══ Data section ══
PR #735, opened 2023-05-16
test functions in fp16

xiaowuhu:


onnxscript/tests/function_libs/torch_lib/ops_test_data.py
```diff
@@ -1415,193 +1415,728 @@ def _where_input_wrangler(
...
+        torch.float32,
+        torch.float16,
+    ),
+    "ceil": (
+        torch.float32,
+        torch.float16,
+    ),
+    "chunk": (
+        torch.float32,
+        # torch.float16,  # FIXME: SplitToSequence op inference failed
```
fatcat-z, line 1440: nit: Could we link the issue url here? If no, could you please open one?

xiaowuhu: This is just for remembering this issue, will try to fix it later. Otherwise, will file a bug to ORT.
═══
What is being asked » Where "xiaowuhu" occurs in a line of the data above, count that line. Give the final count and no other words.

Exercise output » 2